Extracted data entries
═══

PR #1376, opened 2025-10-31
Update LogPoller retry logic to drop jobs after max retry threshold

amit-momin:
### Context
Solana LogPoller had the concept of a max retry count (set to 6) but it would only determine when to log a Critical message instead of an Error. It would allow jobs to retry indefinitely. If we encounter an RPC issue for a sustained period, the retry job count can balloon and eventually overwhelm the RPC once it is functioning as expected again.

═══

• [EXERCISE REQUIREMENTS]: When the word "LogPoller" occurs in a line above, list that line.

• [EXPECTED OUTPUT]:
Update LogPoller retry logic to drop jobs after max retry threshold
Solana LogPoller had the concept of a max retry count (set to 6) but it would only determine when to log a Critical message instead of an Error. It would allow jobs to retry indefinitely. If we encounter an RPC issue for a sustained period, the retry job count can balloon and eventually overwhelm the RPC once it is functioning as expected again.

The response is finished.